Based on the large batch of evidence in literature showing that alkaline picrate methods are inferior methods to measure creatinine, it is time for laboratories to substitute the alkaline picrate method by enzymatic methods. Moreover, if an increasing number of laboratories apply enzymatic techniques, the number of vendors of commercial enzymatic assays will increase, leading to more competition, which will ultimately reduce the costs of these assays. To bring this in a broader perspective, more accurate and precise measurements of SCr will lead to a reduction of the source of error in GFR estimates and thus errors in the staging of renal failure. Considering the number of patients that are misclassified in this study when using an alkaline picrate technique, clinical laboratories should also consider the implications for overall health costs, since patients are referred based on creatinine based estimates of GFR [35].
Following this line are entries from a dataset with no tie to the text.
PR #517, opened 2023-06-07
MLPAB-894 Nest non-donor routes

hawx:
As we're going to be allowing people to freely move between viewing an LPA as a donor, attorney or certificate provider we need to put the LpaID in the URL as opposed to the session (which won't change after signing in).

### DIFF
--- a/app/internal/app/app.go
+++ b/app/internal/app/app.go
@@ -93,6 +93,7 @@ func App(
 		yotiClient,
 		notifyClient,
 		certificateProviderStore,
+		notFoundHandler,
 	)
 
 	attorney.Register(
@@ -108,6 +109,7 @@ func App(
 		shareCodeStore,
 		errorHandler,
 		notifyClient,
+		notFoundHandler,
 	)
 
 	donor.Register(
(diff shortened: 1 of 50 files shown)


app/internal/actor/attorney_provided.go
```diff
@@ -8,6 +8,7 @@ import (
 )
 
 type AttorneyProvidedDetails struct {
+	ID            string
```
hawx, line 11: now need this so we can go from `sub` to who they are on the Lpa

app/internal/page/attorney/guidance.go
```diff
@@ -14,8 +15,8 @@ type guidanceData struct {
 	Lpa    *page.Lpa
 }
 
-func Guidance(tmpl template.Template, donorStore DonorStore) page.Handler {
-	return func(appData page.AppData, w http.ResponseWriter, r *http.Request) error {
+func Guidance(tmpl template.Template, donorStore DonorStore) Handler {
+	return func(appData page.AppData, w http.ResponseWriter, r *http.Request, _ *actor.AttorneyProvidedDetails) error {
```
acsauk, line 19: I've not seen `_` used as an argument name before. Does this work in the same way as var names to show its unused?

hawx: yep, just showing it isn't used

acsauk (approved):
Nice improvement not having to initially get the attorney in the Handler code 🙌 can that pattern work for CPs and Donors?

PR #732, opened 2023-09-27
MLPAB-1291 Hide submitted replacement attorney cards

hawx:


internal/page/attorney_fixtures.go
```diff
@@ -0,0 +1,264 @@
+package page
```
hawx, line 1: The fixtures/testing-start stuff has become too big. I think this approach of having a per-login actor handler will work better since it can make assumptions about the state of the data.

hawx: It's tempting to move it all to `internal/page/fixtures/...`

acsauk: Nice re-work - I'd be happy for this to live in a fixtures package at some point 👍

acsauk (approved):
👍

PR #744, opened 2023-10-03
MLPAB-1346: Ensure Puts only apply with the latest version of the struct

acsauk:
# Purpose

I initially started to look at being helpful and checking for a conditional fail when we try to PUT an out-of-date struct but that would have massively added to the complexity by trying to merge the two structs data. Given the edge case of this actually happening (e.g. an event updating an LPA between the start of a user submitting a form to update the same LPA) it felt like overengineering. In this solution, the user will get an error and can try again with the latest struct data. 

Fixes MLPAB-1346.


internal/dynamo/client.go
```diff
@@ -188,10 +189,27 @@ func (c *Client) Put(ctx context.Context, v interface{}) error {
...
+
+	if updatedAt, exists := item["UpdatedAt"]; exists {
+		var updatedAtTime time.Time
+		err = attributevalue.Unmarshal(updatedAt, &updatedAtTime)
+		if err != nil {
+			return err
+		}
+
+		if !updatedAtTime.IsZero() {
+			input.ConditionExpression = aws.String("UpdatedAt < :updatedAt")
```
hawx, line 205: Maybe it's too early for me to think, but I think this doesn't really change anything as it is "last write wins" which will still overwrite any other inflight writes

PR #746, opened 2023-10-04
MLPAB-1370 - create endpoints for logs, ssm, secrets manager and ecr

andrewpearce-digital:
# Purpose

Direct requests to AWS services via a VPC endpoint to reduce the egress vector through the internet gateway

Although this study is a theoretical analysis, it is one of the few illustrating the consequences of variations in SCr measurements on GFR estimation and CKD staging for the individual patient. Since the majority of Dutch laboratories is included and we have a large heterogeneous cohort of patients in which we tested our model, we are able to give a good reflection of the consequences it might have for daily clinical practice. Moreover, we have studied creatinine values on 11 different levels against a strong reference method; and the samples used, were all recent instead of remote samples, which are frequently used in other studies. Selection bias may have occurred, since laboratories with too few analyses in the external quality control program were excluded for further analysis in our patient cohort. Moreover, we applied the MDRD formula in a patient cohort with an age range from 19–106 years. This may have introduced bias since, the MDRD has only been validated for patients from 19–70 years, and underestimates the GFR in patients >70 years. However, in clinical practice, laboratories automatically report eGFR’s each time a creatinine is measured, also in patients older than 70 years, and clinical decision making is often based on these estimates.

Conclusions

In conclusion, accurate and precise measurements of SCr are required for a more reliable estimation of GFR as support for reliable clinical decision making. Enzymatic techniques measure SCr with substantially less variability than Jaffe techniques as compared to ID-MS reference values. This leads to more reliable estimation of GFR and CKD staging. To allow improvement of reliability of eGFR, specific enzymatic techniques to measure SCr are preferable over unspecific Jaffe techniques.